I went on four international medical missions (as a non-medical volunteer) with a well known organization. They were amazing experiences, but unfortunately, a good number of the medical personnel were rude, arrogant, and just plain cranky and snotty to the locals and the rest of the team who had important, but non medical duties. No offense to any medical people here but that was the case. For example it was not polite for an American nurse to mock and mimic Indian waiters - in a public restaurant - who waggled their heads in a combo nod/shake - that is a cultural thing. Then it was not polite to get said waiters’ attention by snapping your fingers. And it was not a good idea, as one of the plastic surgeons demanded, to leave the two high school female interns at the hotel thousands of miles from their homes because they were not on the bus to the airport on time. Holy moly.

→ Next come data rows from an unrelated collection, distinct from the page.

Issue #262, opened 2018-09-06
[iOS] Support Physical iOS devices


priteshrnandgaonkar:
Currently for iOS flipper only supports debugging through simulators but not on physical devices. The issue is that we were not able to copy generated certificates in the mobile data partition where app can access it. More information about certificate exchange in Flipper is [here](https://fbflipper.com/docs/establishing-a-connection.html).

OleksiyA:
One idea how we can do this: in iOS SDK code provide hook point for developers to implement logic "should connection from host XYZ be allowed?". Some developers would allow all connections and rely on WiFi router configuration to limit outside connections.

One more way: Use libmobiledevice to write files to mobile device directly (https://github.com/libimobiledevice/ifuse). This would require App to enable iTunes file sharing. Also iPhone have to be attached to computer by USB cable.

alecgorge:
Could copying the generated certificate into the app bundle as a build step be another viable avenue?

digoreis:
Guys, we have a news about this ? 
My suggestion is in iOS case use [multipeerconnectivity.](https://developer.apple.com/documentation/multipeerconnectivity).

jknoxville:
The above suggestions could work. As Pritesh mentioned originally the only missing piece is deploying the files into the app container. That could indeed be done either as a build step, or by implementing the push and pull methods of this class: https://github.com/facebook/flipper/blob/master/src/fb-stubs/iOSContainerUtility.js by any means necessary.

There's work ongoing to open source the solution we're using for this internally, but I don't expect that to be ready until at least May of this year.

digoreis:
@jknoxville I did a small study here.  Thanks for the indications 😄 

For to use MultipeerConnectivity, we  have a small problem with the init of `FlipperClient::_cppClient`.  **Problem** is that a discovery DNS protocol like *Bonjour*, **always** an async operation. 

For the solution this, I research to create a FlipperDiscovery. This entity will create a connect, get all information and copy the certificate files. Then, to start `FlipperClient` with IP and files correct. 

I'm working in a test solution but very slow 🐌 , I need to remember Obj-C and C++. 😅

bizzguy:
I'm wondering if there is any updated on when iOS physical devices will be supported.  Thanks.

GioLogist:
I'm having a difficult time getting iOS Simulator to work as well. 

Initialized via 

```bash
react-native init reactNative610Rc --version react-native@0.61.0-rc.0
```

[...]

PR #1217, opened 2020-06-02
Master PR: Enable physical iOS devices

jknoxville:
## Summary

This is to fix https://github.com/facebook/flipper/issues/262

Currently a work in progress, there are various fixes to make before the feature can be enabled by default.

## Changelog

Now physical iOS devices are supported in open-source Flipper.

## Test Plan

* Verified connection is made and network inspector works.


jknoxville:
Closing this PR, because I'm just adding commits to master as I go instead, and we're nearly there.
This commit shows how to enable the feature yourself if you need to before the feature is complete, but won't be merged into production.

Issue #1206, opened 2020-05-30
Network plugin mock data not maintained after plugin switch.


mgoyanes:
Hello.
Let me start by thanking @qichuan for this amazing option added to the network plugin. I use and abuse of the mock option.

Don't know if this is a bug or not but after adding mock data and then switching to another plugin or restarting the Android app, the mock data is lost thus I have to insert it again.

As a user, I was expecting the mock data being persisted if I switch plugin or restart my app thus not needing to insert the mock data every time one of the described situations occurs.

## To Reproduce

1. In the network, plugin click the mock button and add mock data.
2. Switch to another plugin (databases for example)
3. Go back to the network plugin and press the mock button.
4. No mock data is available

## Suggestion
Another thing that would be great was the place where we insert the mock data had json code highlighting.
Also, the pre-filled `/` on the URL for me is unnecessary. I always have to delete it or double click it to add my URL.

## Environment
Using Flipper on Android. Flipper client version 0.44 on Mac.

qichuan:
Thanks for the feedback, let me see how I can make this plugin work better

mgoyanes:
Hello.

Another thing. The close button is not fully visible.

![image](https://user-images.githubusercontent.com/5049948/83518078-e6788680-a4d1-11ea-97e9-2f01301421db.png)

mgoyanes:
I know that this comes late, but it would be great if we could toggle on or off the mock for a specific URL.

Currently, if in a session we don't want to mock a response, we have to delete the mock.

PR #1218, opened 2020-06-02
Persist the Network mock data

qichuan:
## Summary

Persist the Network mock data, so it can survive after switching the plugins

Closes https://github.com/facebook/flipper/issues/1206
## Changelog

- Persist the Network mock data
- Remove the pref-filled '/' when creating a mock route

## Test Plan

Screenshot 2020-06-02 at 11 45 15 PM

### DIFF
--- a/desktop/plugins/network/index.tsx
+++ b/desktop/plugins/network/index.tsx
@@ -209,15 +209,16 @@ export default class extends FlipperPlugin<State, any, PersistedState> {
 
   init() {
     this.client.supportsMethod('mockResponses').then((result) => {
-      const routes = JSON.parse(localStorage.getItem(LOCALSTORAGE_MOCK_ROUTE_LIST_KEY) || '{}')
+      const routes = JSON.parse(
+        localStorage.getItem(LOCALSTORAGE_MOCK_ROUTE_LIST_KEY) || '{}',
+      );
       this.setState({
         routes: routes,
         isMockResponseSupported: result,
         showMockResponseDialog: false,
         nextRouteId: routes.length,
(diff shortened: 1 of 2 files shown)


passy:
Brilliant. Thanks for working on that and adding this so quickly. :)

mgoyanes:
Thanks @qichuan

desktop/plugins/network/index.tsx
```diff
@@ -206,14 +208,18 @@ export default class extends FlipperPlugin<State, any, PersistedState> {
   }
 
   init() {
-    this.client.supportsMethod('mockResponses').then((result) =>
+    this.client.supportsMethod('mockResponses').then((result) => {
+      const routes = JSON.parse(
+        localStorage.getItem(LOCALSTORAGE_MOCK_ROUTE_LIST_KEY) || '{}',
```
cekkaewnumchai, line 213: You should use `persistentState` and `setPersistentState` from props. This can preserve the change for each session.

qichuan: I use `localStorage` to persis the mocks, so they can survive even if the Flipper app is restarted

cekkaewnumchai: Then, I'll let @mweststrate stamp.

mweststrate: Note that using `localStorage` means that all instances across different devices / applications will have the same mocks available (which can be seen both as a feature and a bug I guess :-P)

mweststrate:
(sorry for the late follow up!)

PR #1227, opened 2020-06-05
Updated dependencies to latest versions and updated filenames in FlipperKit

### LINKED ISSUE #1226: Question: Pods won't install on FlipperKit, iOS
When running `pod install` I get the following:
```
pod install
Analyzing dependencies
[!] CocoaPods could not find compatible versions for pod "Flipper-RSocket":
  In Podfile:
    Flipper (from `../Flipper.podspec`) was resolved to 0.45.0, which depends on
      Flipper-RSocket (~> 1.1)

    Flipper-RSocket (~> 0.10)

Specs satisfying the `Flipper-RSocket (~> 0.10), Flipper-RSocket (~> 1.1)` dependency were found, but they required a higher minimum deployment target.
```

jbfitb:
## Summary

I was unable to build `FlipperKit` for iOS. It looks like there's a dependency mismatch. See https://github.com/facebook/flipper/issues/1226

## Changelog

 - Updated Podfile dependencies to latest versions
 - Added a default scheme for building
 - Updated the iOS platform version to iOS 10.0 from 9
 - Updated filenames to match the new filenames

## Test Plan

Was able to successfully build:

Fixes #1226 
Screen Shot 2020-06-05 at 10 49 54 AM

Screen Shot 2020-06-05 at 10 50 25 AM

### DIFF
--- a/iOS/FlipperKit.xcodeproj/project.pbxproj
+++ b/iOS/FlipperKit.xcodeproj/project.pbxproj
@@ -8,7 +8,7 @@
 
 /* Begin PBXBuildFile section */
 		027369E09714D434B8C421F6 /* libPods-FlipperKit.a in Frameworks */ = {isa = PBXBuildFile; fileRef = 0D8E34F2706E57CC3C186A67 /* libPods-FlipperKit.a */; };
-		53915CB22152E3040090EEA6 /* SonarResponder.h in Headers */ = {isa = PBXBuildFile; fileRef = 53915C972152E3030090EEA6 /* SonarResponder.h */; };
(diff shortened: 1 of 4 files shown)


priteshrnandgaonkar:
FlipperKit.xcodeproj has been neglected since a long time, maybe because, most of the times we end up working on Sample app xcodeproject which locally links to the FlipperKit project files and thus allowing us to quickly iterate and test those changes in the sample app as well.

I would like to know what workflow you were following to work on FlipperKit.xcodeproj. Otherwise we can remove it altogether.

jbfitb:
@priteshrnandgaonkar See #1226 for discussion. Goal is to build and archive so that I can use with carthage.

priteshrnandgaonkar:
Cool, sounds good to me then.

One thing that impressed me very much was that the teams of 50+ volunteers were led by recent college graduates (4 year - so about 22 years old). They had the job of arranging all the logistics of making hotel reservations, recruiting the team members, arranging the travel for the volunteers who came from all over the world, securing local daily transit for the team, and then, once on site, managing the daily operations of the two week missions which was VERY complex and unpredictable. They had to be travel agents, event planners, dispute mediators, cultural liaisons, and supervisors of a group of adults most of which were 10+ years older than them. I was amazed at how capable those young people were.
I’m too old and decrepit to do that kind of thing these days, but I would recommend it to others who have a sense of adventure and are easy going and tolerant. I felt I made some valuable contributions and aside from the rude medical volunteers, I met many wonderful people, and especially remember the connections I made with the patients. local staff members and random ordinary citizens I had the chance to interact with (I had a mutually beneficial relationship with a 10 year old boy who showed up every day at one of the hospitals I worked at. The patient evaluations were conducted outdoors in this particular place, and no one could figure out who he belonged to or why he was hanging around. But I needed a Coke fix, so I asked him to go to the street to get me a Coke a couple of times a day. First he told me I had to find a bottle, because they wouldn’t sell you a soda if you didn’t bring a bottle. So I asked around and we got one. So he first went and got me a Coke with the bottle - the protocol was that you exchanged the empty with payment for a regular cold bottle of Coke, and then I’d drink the first one, and then give him the bottle and more money to buy his own Coke, and he got to keep the change. He was so sweet! I sent him a care package of sticker books and other fun boy stuff when I got home, but I never heard back from him
).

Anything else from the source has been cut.